The second component of our software system is a web front-end aimed at those who do not have R programming skills. The web front-end allows forensic examiners to upload bullet land images, examine the surface topologies, and perform each aspect of the algorithm in order to arrive at a probability of a match. The final display includes a results page in which all chosen parameters of the algorithm are provided so that a report on the results can be generated and cross-checked by other researchers. Figure \ref{fig:bullets-app} displays a screenshot of this component.

\begin{figure}[H]
\centering
\includegraphics[width=\linewidth]{images/bullets_app.png}
\caption{Prototype user interface for the bullet matching algorithm.}
\label{fig:bullets-app}
\end{figure}

Finally, the third component is a web-based backend designed for the further assessment and development of the algorithms itself. This is aimed at researchers and scientists who wish to iterate on the performance of the algorithm by continuing to assess its results in the context of the database, and the different processed versions of toolmark images available. 

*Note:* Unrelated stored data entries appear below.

PR #295, opened 2021-02-16
Fix stale data issue of CompletedSubReqCourse

SamChou19815:
### Summary 

Fix the issue mentioned in https://github.com/cornell-dti/course-plan/pull/291#pullrequestreview-590755830.

The root cause is that the component will not be rerendered when props change, because it derives data only once in `mounted`. This PR changes it to use computed properties to avoid this issue.

### Test Plan 

https://user-images.githubusercontent.com/4290500/108120584-83368080-706f-11eb-8dc1-fb22d86b3d02.mov

### DIFF
--- a/src/components/Requirements/CompletedSubReqCourse.vue
+++ b/src/components/Requirements/CompletedSubReqCourse.vue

Together, these components form the basis of a modern software system that implements the algorithms from Chapters Two and Three using the software design principles I've outlined. Specifically, this system is **modular** in that the different components can be substituted as needed to fit new use cases. The system is also **extensible**, as functionality can be added to the R package which immediately gets reflected by the web-based systems. It also is fully **web-based**, requiring just a web browser to access the database. And finally, the results are all **reproducible** as each parameter yielding intermediate results is tracked throughout, and available for viewing in the database at any time.